Harder dan 15 kilometer haalde de auto niet, ook al manoeuvreerde de chauffeur nog zo behendig om de grootste gaten. Poeh, gelukkig dat dit niet de hele weg zo doorgaat, dacht ik met optimisme, terwijl ik me manhaftig vastklemde aan de beugel boven me. Maar na een half uur heen en weer geslinger, begon ik onraad te ruiken. We waren toch wel op weg om nog iemand op te pikken? We kwamen straks toch wel weer op vlak, zacht en soepel rijdend asfalt? Of vooruit, een vlakke zandweg; een mens moest in Afrika niet te veel eisen hebben! Jean Philippe, chauffeur en directeur van het districtskantoor, wendde zich met een glimlach naar me toe. Wat of ik vond van hun route national? De enige en dus belangrijkste weg naar ons voorlopige hoofddoel Manentenina? 

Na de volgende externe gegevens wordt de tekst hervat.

PR #206, opened 2021-02-08
chore: Bump all dev-dependencies

chriswk:
- Migrating from eslint-config-finn to eslint-config-airbnb
  and enabling airbnb typescript as well.
- Fixes needed to get this to run without warnings.
  There is one dependency cycle between variants and feature that I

Hij wees om zich heen: ‘Vroeger reed je hier door de bossen. Nu is alles kaal. Platgebrand door de Malagasken voor hun akkers en koeien. Catastrofaal voor het milieu.’ Jean Philippe sprak bewogen. Ik probeerde mijn hoofd in de geduide richting te draaien, maar schokte met mijn neus tegen het raam. ‘Erg zeg’, stamelde ik intelligent, terwijl de tranen in mijn ogen brandden. Hij keek opzij, verbaasd dat ik zo geëmotioneerd reageerde. Maar ik had geen zin om uit te leggen dat ik net mijn neus had gestoten tegen dat kolere raam. 

In stilte reden wij hotsend en botsend verder. ‘Op deze weg heb je in ieder geval geen last van files’, probeerde ik met een flauw grapje de stilte te doorbreken. ‘Oh jawel’, antwoordde Jocelyn, de directeur van kantoor Manentenina. ‘Met een beetje pech kom je daar vandaag achter.’Een half uur later stonden we stil. Achter de bumper van een andere 4x4. File? Ongeluk? Overval?